DeepSpeech tries to match letters to sounds, I personally have not heard of a training that uses 0-9 as int values. Usually you do sth. like num2words to transform them beforehand.

But you should try to run some inferences without a scorer to see what your trained model gives as output. If that is ok, you could build your custom scorer which you will need because the standard one outputs only lowercase letters a-z and ’

Hi @othiele,

Thank you very much. When the speech contains “Person is a ninety seven year old female”, I want to get the final text output as “Person is a 97 year old”. Similarly, if the audio contains “seventeenth of this month”, we need the final output to be “17th of the month”.

So based on what you are saying, deepspeech model should be just trained with alphabets (just convert numbers into alphabets in training data) and The model inference with the scorer will give final output as “Person is a ninety seven year old female” and then we have to do some post-processing to get numbers.
Sure I’ll try this approach.

  1. Also, Why is my training loss going up as the epochs are under progress ? at the beginning of each epoch, the training loss is low but as the epochs are under progress, the train loss is going up. The same happened for all of my 20 epochs ? Something wrong with my training/hyper parameter values ?
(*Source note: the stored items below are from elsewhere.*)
PR #2534, opened 2026-06-26
GH-2533 rest outbound connector allow sse with xml

### LINKED ISSUE #2533: REST Outbound Connector: Allow SSE with XML
## Short Description

The REST Outbound Connector offers a number of SSE endpoints, but all of them only support JSON, which is problematic since the CIM is an XML first schema in EDDIE.
This should be changed so XML can also be consumed from an SSE endpoint

## Acceptance Criteria
- [x] SSE endpoints support xml

fweingartshofer:


outbound-connectors/outbound-rest/src/main/java/energy/eddie/outbound/rest/web/cim/v1_04/CimSwagger.java
```diff
@@ -135,6 +135,73 @@ public interface CimSwagger {
...
+                                                  <ns5:reason.code>999</ns5:reason.code>
+                                                </ns5:TimeSeries>
+                                              </ns5:MarketDocument>
+                                            </ns5:VHD_Envelope>
+                                            """
+                            )
+                    )
+            )
+    )
+    ResponseEntity<Flux<String>> validatedHistoricalDataMdSSEXML();
```
re1, line 152: Example does not work in Swagger UI:
http://localhost:9090/outbound-connectors/rest/swagger-ui/index.html#/CIM%20v1.04%20Documents/GET%20validated%20historical%20data%20market%20documents%20v1.04

Image

outbound-connectors/outbound-rest/src/main/java/energy/eddie/outbound/rest/web/EventStream.java
re1, line 1: Had a couple of pain points related to this class.

Since you are already on the refactoring, we can make this a helper for both XML and JSON SSE endpoints that can hold the buffering and content-type semantics.

I personally find the name too vague, and it reads more like a struct. Went with `EventStreamHelper` in my patch.

I do not see a point in making the `X-Accel-Buffering` header a constant. The `SSE` class holding the constant also seems pointless to me. It was long overdue to extract the header adding logic from the individual controllers, so with a central point it is not even a question. Even here the benefit is just lookup on (re)moving at some point, and one could just CTRL+F for the header name.

Since I wanted to test my refactoring I already have a patch ready. Use what you want.
[move_sse_response_building_to_helper.patch](https://github.com/user-attachments/files/29387281/move_sse_response_building_to_helper.patch)

I consider this out of scope, but in my opinion the controller methods should not have to care about the format of the payload or conversions and instead just specify which content types it can produce. Did not have the patience yet to implement a converter and also will not ask this from you. Spring might have the tooling needed to achieve this easily, but I did not find them as no one seems to use SSE with XML payloads.

outbound-connectors/outbound-rest/src/main/java/energy/eddie/outbound/rest/web/EventStream.java
```diff
@@ -0,0 +1,57 @@
...
+                             .body(flux.mapNotNull(this::toXml));
+    }
+
+    @Nullable
+    private String toXml(Object o) {
+        try {
+            var bytes = this.serde.serialize(o);
+            return new String(bytes, StandardCharsets.UTF_8);
+        } catch (SerializationException e) {
+            LOGGER.warn("Error converting to XML: {}", o, e);
```
re1, line 63: Not sure if logging and returning null is the right call here. The endpoint could return an error payload instead. Spring probably does this for errors on JSON conversion, and maybe it even has SSE-specific utility or this.

re1 (changes requested):

outbound-connectors/outbound-rest/src/main/java/energy/eddie/outbound/rest/web/EventStream.java
fweingartshofer: The point is to have the same header that is littered all over the module in one constant.
Not going to use the patch, since I really dislike helper classes, as they promote procedural code.

outbound-connectors/outbound-rest/src/main/java/energy/eddie/outbound/rest/web/cim/v1_04/CimSwagger.java
fweingartshofer: Seems to be an issue with the swagger library not with the code.
Probably because it does not know the media type.

outbound-connectors/outbound-rest/src/main/java/energy/eddie/outbound/rest/web/EventStream.java
re1: My suggestions and patch conflict with neither of your points. I would have already called your initual SSE and XmlSSE classes "helpers" and only applied that interpretation to the naming. If you do not want to call it Helper, call it Mapper? Changing its name does not change the behavior.

outbound-connectors/outbound-rest/src/main/java/energy/eddie/outbound/rest/web/EventStream.java
fweingartshofer: This cannot be done, since this is a server sent events endpoint, and the error might occur later on, after the initial response with the http code was already sent.

I don't know about a better option here.
This is definitely an internal server error, but apart from logging it I don't know a better solution.

re1: Did not mean a Java Exception with a Spring ExceptionHandler or HTTP error. Server-sent events themselves can hold information if the current message is an error. 

For normal messages the SSE response would be

```
event: message
data: ... XML or JSON payload
```

The event type could also be an error that the client can listen to

```
event: error
data: Error converting the message to XML
```

Not sure about the exact field names, but something like that.

I would assume that Spring has some mechanism for this for JSON where it auto-converts. To customize the behaviour you could return a ServerSentEvent object instead of String directly. See https://www.baeldung.com/spring-server-sent-events#2-making-use-of-the-serversentevent-element.

However, I am not sure if this level of detail/effort actually helps us. Would leave this up to you since you are closer to its actual use.

outbound-connectors/outbound-rest/src/main/java/energy/eddie/outbound/rest/web/agnostic/AgnosticController.java
```diff
@@ -114,7 +122,14 @@ public ResponseEntity<List<ConnectionStatusMessage>> connectionStatusMessagesJso
     public ResponseEntity<Flux<RawDataMessage>> rawDataMessagesSSE() {
         return ResponseEntity.ok()
                              // Tell reverse proxies like Nginx not to buffer the response
-                             .header("X-Accel-Buffering", "no").body(agnosticConnector.getRawDataMessageStream());
+                             .header(SSEEndpoints.X_ACCEL_BUFFERING, "no")
+                             .body(agnosticConnector.getRawDataMessageStream());
```
re1: Not using your helper here?

outbound-connectors/outbound-rest/src/main/java/energy/eddie/outbound/rest/web/agnostic/AgnosticSwagger.java
```diff
@@ -66,6 +66,21 @@ public interface AgnosticSwagger {
...
 
+
+    @Operation(
+            operationId = "GET ConnectionStatusMessage stream",
+            summary = "Get ConnectionStatusMessage stream",
+            description = "Get all new ConnectionStatusMessages as Server Sent Events",
+            responses = @ApiResponse(
+                    responseCode = "200",
+                    content = @Content(
+                            mediaType = "application/vnd.eddie.energy.sse+xml",
```
re1: Why not use the constant we defined for the media type?

outbound-connectors/outbound-rest/src/main/java/energy/eddie/outbound/rest/web/EventStream.java
```diff
@@ -0,0 +1,67 @@
...
+import reactor.core.publisher.Flux;
+
+import java.nio.charset.StandardCharsets;
+
+import static org.springframework.http.MediaType.TEXT_EVENT_STREAM_VALUE;
+
+@Component
+public class SSEEndpoints {
+    public static final String EVENT_STREAM_XML_VALUE = "application/vnd.eddie.energy.sse+xml";
+    public static final MediaType EVENT_STREAM_XML = MediaType.parseMediaType(EVENT_STREAM_XML_VALUE);
```
re1, line 24: Could move this to the test, personal preference.

outbound-connectors/outbound-rest/src/main/java/energy/eddie/outbound/rest/web/EventStream.java
```diff
@@ -0,0 +1,67 @@
...
+import org.springframework.stereotype.Component;
+import reactor.core.publisher.Flux;
+
+import java.nio.charset.StandardCharsets;
+
+import static org.springframework.http.MediaType.TEXT_EVENT_STREAM_VALUE;
+
+@Component
+public class SSEEndpoints {
+    public static final String EVENT_STREAM_XML_VALUE = "application/vnd.eddie.energy.sse+xml";
```
re1, line 23: Why the change from `text/event-stream+xml`? Cannot really wrap my head around why `application/vnd.eddie.energy.sse+xml` would work better. Neither are "recognized" media types, but I would argue that the previous version was closer to what kind of data we send. With just the `+xml` specifying that we do some conversion. `text/event-stream` itself does not make any assumption about the format of the payload. I guess that Spring defaults to JSON because it is the most common format. To my knowledge, applications typically use different endpoints or query params to indicate the format of the payload of the event stream instead of the `Accept` header. Us using it is more of a shortcut.

outbound-connectors/outbound-rest/src/main/java/energy/eddie/outbound/rest/web/SSEEndpoints.java
```diff
@@ -0,0 +1,67 @@
...
+
+import java.nio.charset.StandardCharsets;
+
+import static org.springframework.http.MediaType.TEXT_EVENT_STREAM_VALUE;
+
+@Component
+public class SSEEndpoints {
+    public static final String EVENT_STREAM_XML_VALUE = "application/vnd.eddie.energy.sse+xml";
+    public static final MediaType EVENT_STREAM_XML = MediaType.parseMediaType(EVENT_STREAM_XML_VALUE);
+    public static final String X_ACCEL_BUFFERING = "X-Accel-Buffering";
```
re1: There should be no reason for this to be public if we already extract its use into this class.

outbound-connectors/outbound-rest/src/main/java/energy/eddie/outbound/rest/web/SSEEndpoints.java
```diff
@@ -0,0 +1,67 @@
...
+    private static final Logger LOGGER = LoggerFactory.getLogger(SSEEndpoints.class);
+    private final XmlMessageSerde serde;
+
+    public SSEEndpoints() throws SerdeInitializationException {
```
re1: Not a fan of the name. Saying that the class manages any endpoints or endpoint information is a long-shot and I feel it does not indicate what it actually does. If you want to avoid `Util` or `Helper` you could make it a `Mapper` since it "maps" payloads from an object to a string or a `ServerSentEventBuilder` conveying its building the response entity for a given stream.

outbound-connectors/outbound-rest/src/main/java/energy/eddie/outbound/rest/web/SSEEndpoints.java
```diff
@@ -0,0 +1,67 @@
...
+    /**
+     * Converts a flux of any type to a stream of XML documents, suitable for SSE endpoints.
+     * It changes the <code>Content-Type</code>-Header to <code>text/event-stream</code>, since otherwise clients are not able to receive any events.
+     * Drops objects that cannot be serialized to an XML document.
+     *
+     * @param flux the source for the events
+     * @param <T>  the type of the source of the events
+     * @return a stream of XML documents
+     */
+    public <T> ResponseEntity<Flux<String>> xml(Flux<T> flux) {
```
re1: Type information should not be needed?

```suggestion
    public ResponseEntity<Flux<String>> xml(Flux<?> flux) {
```

outbound-connectors/outbound-rest/src/main/java/energy/eddie/outbound/rest/web/SSEEndpoints.java
```diff
@@ -0,0 +1,67 @@
...
+        return ResponseEntity.ok()
+                             // Tell reverse proxies like Nginx not to buffer the response
+                             .header(X_ACCEL_BUFFERING, "no")
+                             .header("Content-Type", TEXT_EVENT_STREAM_VALUE)
+                             .body(flux.mapNotNull(this::toXml));
+    }
+
+    public <T> ResponseEntity<Flux<T>> json(Flux<T> flux) {
```
re1: Why does XML deserve a Javadoc comment but not JSON :(

outbound-connectors/outbound-rest/src/test/java/energy/eddie/outbound/rest/web/AgnosticControllerTest.java
```diff
@@ -75,6 +76,29 @@ void connectionStatusMessageSSE_returnsMessages() {
                     .verifyComplete();
     }
 
+    @Test
+    @DirtiesContext
+    void connectionStatusMessageSSEXML_returnsMessages() {
```
re1, line 81: The test might not be that helpful, as it only checks if the endpoint exists, returns values, and that it streams. It does lack the rather important aspect of checking if the payload is in the right format, which is why we have these endpoints in the first place. Not that I find any of these tests particularly relevant.

re1 (commented):
Made some small comments from stuff that I previously had in my patch that I did not seem to have communicated clearly.

re1 (commented):
Only mentioned this briefly in a previous review comment, but we should still consider if a custom content type is even the right implementation here. Generally, the `text/event-stream` media type does not indicate any payload format. It could be JSON as in our case, but also an arbitrary string, base64 encoded, XML, etc. 

Maybe the "better" implementation would be to add a "format" parameter that can be one of JSON or XML, defaulting the parameter to JSON so we keep our existing API. This would remove the need for a custom media type and the need to manually update the response content type that currently cannot match the request Accept header.

The reason I give this PR so much attention is that any message endpoint we add to the REST outbound connector will have to use this pattern, meaning it will be used a lot in the code and endpoint definitions. It might also be hard to change our approach once some partner adopted it.

outbound-connectors/outbound-rest/src/main/java/energy/eddie/outbound/rest/web/EventStream.java
re1: Read up on the RFC you mentioned. The suffix is indeed only allowed if the media type including that suffix is specifically recognized, rendering my suggestion of keeping it invalid.

https://datatracker.ietf.org/doc/html/rfc6838#section-4.2.8

outbound-connectors/outbound-rest/src/main/java/energy/eddie/outbound/rest/web/SSEEndpoints.java
fweingartshofer: I try to avoid most -er names, as they have been long regarded as bad practice, unless they are required by some convention: 

- https://steve-yegge.blogspot.com/2006/03/execution-in-kingdom-of-nouns.html
- https://www.yegor256.com/2015/03/09/objects-end-with-er.html
- https://arxiv.org/html/2403.17430v1

fweingartshofer:
> Only mentioned this briefly in a previous review comment, but we should still consider if a custom content type is even the right implementation here. Generally, the `text/event-stream` media type does not indicate any payload format. It could be JSON as in our case, but also an arbitrary string, base64 encoded, XML, etc.

The `ACCEPTS` and `Content-Type` header are exactly for those situations.
I know that other projects may choose to send other formats, but we chose those formats for those content-types, so I see no reason to not do it that way.

outbound-connectors/outbound-rest/src/test/java/energy/eddie/outbound/rest/web/WebTestConfig.java
```diff
@@ -14,4 +15,9 @@ public class WebTestConfig {
     public RequestedContentTypeResolver requestedContentTypeResolver() {
         return new RequestedContentTypeResolverBuilder().build();
     }
+
+    @Bean
+    public EventStreamResource sseEndpoints() throws SerdeInitializationException {
```
re1: Remnant from rename. Not sure why the testing works, since there would be no bean mapping for the injected dependency. Was the bean used before?

```suggestion
    public EventStreamResource eventStreamResource() throws SerdeInitializationException {
```

re1 (commented):
Might not be in scope, but I realized the agnostic endpoints each state that they only produce JSON, which is not the case anymore.

Image

outbound-connectors/outbound-rest/src/main/java/energy/eddie/outbound/rest/web/EventStream.java
re1: Clarified in person that this is (1) a rare case we do not need to address and (2) the client this is used in and those we expect might have trouble processing error payloads while not benefitting from them.

outbound-connectors/outbound-rest/src/main/java/energy/eddie/outbound/rest/web/SSEEndpoints.java
re1: Clarified outside GitHub to avoid ping-pong comments. Naming was adjusted and stated as intentional.

outbound-connectors/outbound-rest/src/main/java/energy/eddie/outbound/rest/web/SSEEndpoints.java
re1: Wildcard type was kept due to concerns of it being picked up by Sonar as a code smell. Was unable to reproduce in IDE or CLI, but could be due to my caching.

outbound-connectors/outbound-rest/src/main/java/energy/eddie/outbound/rest/web/SSEEndpoints.java
re1: Adding the buffering header alone was not deemed relevant enough to add a comment. Changing the content type header and dropping payloads that failed transforming was.

outbound-connectors/outbound-rest/src/test/java/energy/eddie/outbound/rest/web/AgnosticControllerTest.java
re1: Checking payload transformation was not deemed relevant enough to extend this or another test.

re1 (approved):
Fine with me now. Quality Gate does not reflect actual testing and duplication levels. "Missing" coverage is on recurring endpoint definitions where formats are tested as one to avoid testing Spring magic. "Duplication" is us intentionally separating CIM version endpoints.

  2. When I train want to train with my own data, what should be the max length/duration (in seconds/milli seconds) of each audio file and min length (if any ). I’ve a pretty long audio file. Is there a tool you recommend in deepspeech repo or outside to split the long audio files into multiple small files such that the words do not get cut in the middle of a sentence ?

Yes, that’s the usual way to do it.

Both training and dev losses are decreasing in your data from epoch to epoch. This absolutely normal for ok data.

I usually take between 5 and 10 seconds of input. How you get that data is a whole science itself. Try DSAlign from the Mozilla guys for forced alignment. But depending on the data, this can be a lot of work.

@othiele, I had a follow-up quesiton on this note:

I usually take between 5 and 10 seconds of input. How you get that data is a whole science itself. Try DSAlign from the Mozilla guys for forced alignment. But depending on the data, this can be a lot of work.

Are these 5-10secs usually single speaker or do you mix speakers? Would it be ok to mix speakers? Also have you seen lower WER with longer sequences vs shorter?

thanks

Mixed speaker is ok for me. It more important to have good quality input, size is less important.